Die Schweizer-Tatorte sind in keiner Hinsicht schlechter als die deutschen Versionen. Kommt mir vor, aus grundsätzlichen Überzeugungen diese einfach immer schlecht zu machen. Genau genommen sind viele deutsche Tatorte vollkommen übertrieben, vielfach völlig nicht reale Darstellungen!!
cafe-wien 04.03.2017
5. Seltsames Phänomen
Während ich die extrem schlechten Tatorte aus Ludwigshafen und Bremen, insbesondere die überbezahlten Edelkomparsen Ulrike Folkerts und Sabine Postel explizit ablehne und fordere, dass diese eher heute als morgen aus dem Programm zur Geldverschwendung genommen werden, habe ich zu den Schweizern überhaupt keine Haltung. Sie lösen in mir gar nichts aus. Ich habe überhaupt keinen Zugang zu denen.

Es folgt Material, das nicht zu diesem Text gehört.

PR #2286, opened 2025-03-04
Add refactored metrics query structs

AndrewHess:
# Description
This adds some structs and interfaces for the new way we'll handle metrics queries. No integration has been done so far; that'll be in the next PR.

This adds a `timeseries` interface which acts as the unlabelled timeseries data. Several struct types implement this to create a timeseries based on existing ones, similar to what is needed for PromQL queries. The tags that are needed for PromQL are in a wrapper type `TaggedSeries`

# Testing
New unit tests

# Checklist:


pkg/metrics/timeseries.go
```diff
@@ -0,0 +1,525 @@
+// Copyright (c) 2021-2024 SigScalr, Inc.
```
nkunal, line 1: we should change the year in all new files

nkunal (dismissed):

nkunal (approved):

PR #2287, opened 2025-03-04
Fix Response format for Promql scalar queries

Macbeth98:
# Description
- When the queries are simple scalar queries (eg: 42, or (42 + 32), etc), the server is panics when queried through promql endpoint. 
- This PR fixes this issue and added support for scalar type queries response format. 
- Also fixes the bug with downsample value of interval, as the value should be based on step.

# Testing
- All unit test cases pass.
- Tested by running only the scalar queries with the compliance tool.

# Checklist:

### DIFF
--- a/pkg/segment/results/mresults/metricresults.go
+++ b/pkg/segment/results/mresults/metricresults.go
@@ -28,6 +28,7 @@ import (
 	"time"
 
 	parser "github.com/prometheus/prometheus/promql/parser"
+	"github.com/siglens/siglens/pkg/common/dtypeutils"
 	putils "github.com/siglens/siglens/pkg/integrations/prometheus/utils"
 	tsidtracker "github.com/siglens/siglens/pkg/segment/results/mresults/tsid"
 	"github.com/siglens/siglens/pkg/segment/structs"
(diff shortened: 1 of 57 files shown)


pkg/segment/results/mresults/metricresults.go
```diff
@@ -574,6 +574,39 @@ func (r *MetricsResult) GetResultsPromQl(mQuery *structs.MetricsQuery, pqlQueryt
...
 	}, nil
 }
+
+func (r *MetricsResult) GetResultsPromQlForScalarType(pqlQueryType parser.ValueType, startTime, endTime uint32, step uint32) (*structs.MetricsQueryResponsePromQl, error) {
+	if pqlQueryType != parser.ValueTypeScalar {
+		return nil, fmt.Errorf("GetResultsPromQlForScalarType: Unsupported PromQL query result type: %v", pqlQueryType)
+	}
+
+	var pqlData structs.Data
+	pqlData.ResultType = parser.ValueType("matrix")
```
AndrewHess, line 584: Shouldn't this be "scalar"?

AndrewHess (approved):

Keine Emotionen, keine Identifikation, kein Witz, kein Humor, keine nachvollziehbaren persönlichen Verzwickungen der Protagonisten - einfach gar nichts. Nicht einmal Hass kann ich denen gegenüber entwickeln. Völlig frei von jeglichen Gefühlen und von jedem Interesse gucke ich sie einfach nicht. Nie. Woran das liegt, ist mir bis heute nicht klar.